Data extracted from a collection
PR #3858, opened 2023-09-04
feat(authentication): injectable credential helpers

Coduz:
This PR makes the hendling of `LoginCredentials` and `SessionCredentials` more flexible, to improve extensibility of the AuthenticationService implementation

**Related Issue**
This PR is based on #3840 made by @dseurotech as a starting point for the feature

Created new API in `kapua-security-shiro` module named `CredentialsHelper` from which to extend to provide many different Credentials to be used for authenticating

**Screenshots**
_None_

Added some missing javadoc around


service/security/shiro/src/main/java/org/eclipse/kapua/service/authentication/shiro/AuthenticationServiceShiroImpl.java
```diff
@@ -132,6 +133,13 @@ public class AuthenticationServiceShiroImpl implements AuthenticationService {
 
     private final UserService userService;
 
+    @Inject
```
dseurotech: Avoid mixing property injection and constructor injection - the latter is preferrable.

service/security/shiro/src/main/java/org/eclipse/kapua/service/authentication/shiro/AuthenticationModule.java
```diff
@@ -115,6 +121,27 @@ public ServiceModule authenticationServiceModule(AccessTokenService accessTokenS
                 ));
     }
 
+    @ProvidesIntoSet
+    public LoginCredentialsHandler usernamePasswordCredentialsHandler() {
```
dseurotech: consider adding @Singleton annotation for each of these objects.

service/security/shiro/src/main/java/org/eclipse/kapua/service/authentication/shiro/realm/CredentialsHandler.java
```diff
@@ -0,0 +1,50 @@
...
+
+/**
+ * {@link CredentialsHandler} definition.
+ * <p>
+ * It maps a {@link AuthenticationCredentials} to a specific implementation of Apache Shiro {@link AuthenticationToken}.
+ *
+ * @param <C> The type of {@link AuthenticationCredentials}
+ * @since 2.0.0
+ */
+public interface CredentialsHandler<C extends AuthenticationCredentials> {
```
dseurotech: The generics here add little to no value. Just pass AuthenticationCredentials to the methods canProcess and mapToShiro directly.

service/security/shiro/src/main/java/org/eclipse/kapua/service/authentication/shiro/realm/LoginCredentialsHandler.java
dseurotech, line 1: These interface reifications add little to no value to the pattern, and add unneccessary complexity to the pattern. The idea is that CrendentialHandlers are indistinguishable from one another.

service/security/shiro/src/main/java/org/eclipse/kapua/service/authentication/shiro/realm/SessionCredentialsHandler.java
dseurotech, line 1: These interface reifications add little to no value to the pattern, and add unneccessary complexity to the pattern. The idea is that CrendentialHandlers are indistinguishable from one another.

service/security/shiro/src/main/java/org/eclipse/kapua/service/authentication/shiro/realm/JwtCredentialsHandler.java
```diff
@@ -0,0 +1,47 @@
...
+    }
+
+    @Override
+    public ImmutablePair<AuthenticationToken, Optional<String>> mapToShiro(LoginCredentials loginCredentials) throws KapuaAuthenticationException {
+        JwtCredentialsImpl jwtCredentials = JwtCredentialsImpl.parse((JwtCredentials) loginCredentials);
+        final String openIDidToken = Optional.ofNullable(jwtCredentials.getIdToken())
+                .filter(token -> !Strings.isNullOrEmpty(token))
+                .orElseThrow(() -> new KapuaAuthenticationException(KapuaAuthenticationErrorCodes.INVALID_LOGIN_CREDENTIALS));
+
+        return ImmutablePair.of(jwtCredentials, Optional.of(openIDidToken));
```
dseurotech: This is the only case where we use the right side of the pair, to store a value which is directly extracted from the left side. This smells like a forced abstraction.

service/security/shiro/src/main/java/org/eclipse/kapua/service/authentication/shiro/AuthenticationServiceShiroImpl.java
```diff
@@ -428,20 +421,30 @@ public AccessToken refreshAccessToken(String tokenId, String refreshToken) throw
     @Override
     public LoginInfo getLoginInfo() throws KapuaException {
         LoginInfo loginInfo = accessTokenFactory.newLoginInfo();
+
```
dseurotech, line 392: avoid empty comment lines if possible

service/security/authentication/api/src/main/java/org/eclipse/kapua/service/authentication/SessionCredentials.java
dseurotech, line 1: Redundant class. In the end the only thing that matters is that we have an AuthenticationCredentials underneath, is it not?

service/security/authentication/api/src/main/java/org/eclipse/kapua/service/authentication/LoginCredentials.java
dseurotech, line 1: Redundant class. In the end the only thing that matters is that we have an AuthenticationCredentials underneath, is it not?

service/security/shiro/src/main/java/org/eclipse/kapua/service/authentication/shiro/AuthenticationServiceShiroImpl.java
```diff
@@ -132,6 +133,13 @@ public class AuthenticationServiceShiroImpl implements AuthenticationService {
 
     private final UserService userService;
 
+    @Inject
+    private Set<LoginCredentialsHandler> loginCredentialsHandlers;
+
+    @Inject
+    private Set<SessionCredentialsHandler> sessionCredentialsHandlers;
+
```
dseurotech: Why differentiate, if both sets in the end deal with instances of AuthenticationCredentials?

service/security/shiro/src/main/java/org/eclipse/kapua/service/authentication/shiro/realm/AccessTokenCredentialsHandler.java
```diff
@@ -0,0 +1,48 @@
...
+public class AccessTokenCredentialsHandler implements SessionCredentialsHandler {
+
+    @Override
+    public boolean canProcess(SessionCredentials loginCredentials) {
+        return loginCredentials instanceof AccessTokenCredentials;
+    }
+
+    @Override
+    public ImmutablePair<AuthenticationToken, Optional<String>> mapToShiro(SessionCredentials loginCredentials) throws KapuaAuthenticationException {
+        AccessTokenCredentialsImpl accessTokenCredentials = AccessTokenCredentialsImpl.parse((AccessTokenCredentials) loginCredentials);
```
dseurotech: why delegate the parsing logic to a static method elsewhere? THIS is the place to put it!

service/security/authentication/api/src/main/java/org/eclipse/kapua/service/authentication/LoginCredentials.java
Coduz: As it is the API right now, LoginCredentials and its extension can be used with:

- `AuthenticationService.login`
- `AuthenticationService.verifyCredentials`

Without this distinction it would be possible to provide AccessTokenCredentials to above methods, which is not supported/allowed

service/security/authentication/api/src/main/java/org/eclipse/kapua/service/authentication/SessionCredentials.java
Coduz: As it is the API right now, SessionCredentials and its extension can be used with:

- `AuthenticationService.authenticate`

Without this distinction it would be possible to provide UserPassCredentials (or other extensions of LoginCredentials) to above methods, which is not supported/allowed

service/security/shiro/src/main/java/org/eclipse/kapua/service/authentication/shiro/AuthenticationModule.java
Coduz: I've matched what was on #3840 

If you think it is better to have those as `@Singleton`, I'll add it

service/security/shiro/src/main/java/org/eclipse/kapua/service/authentication/shiro/AuthenticationServiceShiroImpl.java
Coduz: So you mean adding parameters to the Constructor of `AuthenticationServiceShiroImpl`? 

BTW I've added following #3840

service/security/shiro/src/main/java/org/eclipse/kapua/service/authentication/shiro/AuthenticationServiceShiroImpl.java
Coduz: To distinguish the two types of authentication that we have.

The first login (handled by `login` with `LoginCredentials` and meant to create a session on EC side) and the continuation of that session (handled by `authenticate` with `SessionCredentials` to recover that session). 

So following the same logic of `AuthenticationCredentials` splitting into `LoginCredentials` and `SessionCredentials`.

This API design is something that we can change, if we want but maybe it would be better change in another PR to refactor the API and then apply the changes on this PR.

service/security/shiro/src/main/java/org/eclipse/kapua/service/authentication/shiro/realm/AccessTokenCredentialsHandler.java
Coduz: On this, I've followed the #3840 changes. 

I can change for all CredentialsHandler

service/security/shiro/src/main/java/org/eclipse/kapua/service/authentication/shiro/realm/JwtCredentialsHandler.java
Coduz: That one comes out from how the SSO session specific task are handled. 

It would be much nicer if the KapuaSession is created from the CredentialHelper, so we can have different many types of Session according to the credentials given. This for sure has its own challenges, but I think it is outside of the scope of this PR

service/security/shiro/src/main/java/org/eclipse/kapua/service/authentication/shiro/AuthenticationServiceShiroImpl.java
dseurotech: 3840 was just a proof of concept to be expanded upon =)
Yes, either use constructor base injection of property injection (prefer the first) for all collaborators, best to not mix the two strategies, otherwise one is never sure whether an object is fully built or not.

service/security/shiro/src/main/java/org/eclipse/kapua/service/authentication/shiro/AuthenticationModule.java
dseurotech: Avoiding instantiating multiple copies of an object is always best from the memory perspective - as long as they are thread safe (and in this case, I think they are).

service/security/authentication/api/src/main/java/org/eclipse/kapua/service/authentication/SessionCredentials.java
dseurotech: Just to clarify the scenario in my head: why are LoginCredential and SessionCredential both extending AuthenticationCredentials? What is the difference between "authenticate" and "login" methods in AuthenticationService? Their implementation seems nearly identical.

EDIT: I see now that more details are provided below, see following comments

service/security/shiro/src/main/java/org/eclipse/kapua/service/authentication/shiro/AuthenticationServiceShiroImpl.java
dseurotech: I'm not 100% sure regarding this mechanism, and would probably review it. Still, for the purpose of this PR I'd propose at least to split the method CredentialsHandler.canProcess into:

* canLogin
* canAuthenticate

and handle the difference there - you can then invoke each method from the appropriate AuthenticationService branch, without creating too many classes

service/security/shiro/src/main/java/org/eclipse/kapua/service/authentication/shiro/realm/AccessTokenCredentialsHandler.java
dseurotech: Yes, please do - credential parsing should never have been part of a data class in the first place. The correct thing to do is to move all logic within CredentialsHandler instances

service/security/shiro/src/main/java/org/eclipse/kapua/service/authentication/shiro/realm/JwtCredentialsHandler.java
dseurotech: See the solution proposed in https://github.com/Coduz/kapua/pull/11 - subclassing AuthenticationToken to provide the additional "openIdToken" property is cleaner, because each implementation can specify whether such token CAN be provided or is a fixed-value Optional.empty()

That said, should the need to create different KapuaSession based on the given credentials (to the point that no common logic can be found, I mean) would definitely justify the approach you suggest - let's burn that bridge when we get there

dseurotech (approved):

dseurotech (approved):

PR #3890, opened 2023-10-17
fix consumers dlq configuration

riccardomodanese:
Brief description of the PR.
This pr cleans the Camel routes configuration (some old configuration was still present) and reorganizes dlq queues name
Introduces the $SYS prefix for internal use. This prefix is used for dlq and further internal feature and is not meant to be subscribed by external devices.

**Related Issue**
none

none

**Screenshots**
none

none, the effect of the changes is bound to internal components.
NO BACKPORT


assembly/events-broker/configurations/broker.xml
```diff
@@ -111,25 +111,10 @@
...
-                <auto-create-jms-topics>true</auto-create-jms-topics>
-                <default-address-routing-type>ANYCAST</default-address-routing-type>
-            </address-setting>
             <!--default for catch all-->
             <address-setting match="#">
-                <dead-letter-address>DLQ</dead-letter-address>
-                <expiry-address>ExpiryQueue</expiry-address>
+                <dead-letter-address>dlq</dead-letter-address>
+                <expiry-address>expired</expiry-address>
                 <redelivery-delay>0</redelivery-delay>
```
dseurotech, line 117: Missing $SYS/ prefix, is that right?

riccardomodanese: not forgotten, it's the service broker used for authentication so for now I preferred to leave the queues without prefixes.
Do you suggest to use the prefix here (service broker) also? (in the event broker I prefer to leave namespace as it is now)

elbert3: To me it doesn't seem like a bad idea to use this separate namespace for internal messages, though I realize it's for a separate broker and adds a little overhead.  Otherwise I think the PR is fine and will go ahead and approve.

elbert3 (approved):

dseurotech (approved):

assembly/events-broker/configurations/broker.xml
riccardomodanese: To be honest I'm not sure about which is the best solution. I mean, the telemetry broker handles both external load (messages from clients and Camel consumers) and internal (like the dlq for example)
On the other side the event and service brokers handle only internal load now (events are meant to be used only by internal components now and the authentication service is performed by a service consumer built for this scope).
Anyway having services and events deployed in the same broker could lead to a namespace conflicts.

riccardomodanese: I think what you are suggesting worth to be implemented now.
I'm proposing a refactoring like this one (I'm going to implement it in a new commit)

Telemetry broker (only dlq):
$SYS/dlq/default
$SYS/dlq/expired

Event-broker:
$SYS/svc/evt/EVENT_ADDRESS

Service-broker:
$SYS/svc/ath/req
$SYS/svc/ath/resp/brokerId

Event/Service-broker dlq: 
$SYS/svc/dlq/default
$SYS/svc/dlq/expired

I think it's a good proposal but I'm looking forward for your feedback!

elbert3: I agree that this separate namespace should help avoid conflicts and provide more flexibility with how components are deployed.  I think it would also be helpful to consider now how it should be structured/used.  For the telemetry dlq for example, should it also specify the service/consumer - i.e. "$SYS/telemetry/dlq/default", etc.?

riccardomodanese: I preferred to use MSG so the new addresses (last commit) are:

Telemetry broker
$SYS/MSG/dlq/default
$SYS/MSG/dlq/expired

Event-broker
$SYS/EVT/EVENT_ADDRESS

Service-broker
$SYS/SVC/auth/req
$SYS/SVC/auth/resp/brokerId

$SYS/SVC/dlq/default
$SYS/SVC/dlq/expired

I moved event prefix out of svc.
What do you think?

elbert3: Works for me!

_Requirement_.
Only lines with the word "following" are wanted. Find and copy them from the records above.

_Response to the task_.
BTW I've added following #3840
So following the same logic of `AuthenticationCredentials` splitting into `LoginCredentials` and `SessionCredentials`.
EDIT: I see now that more details are provided below, see following comments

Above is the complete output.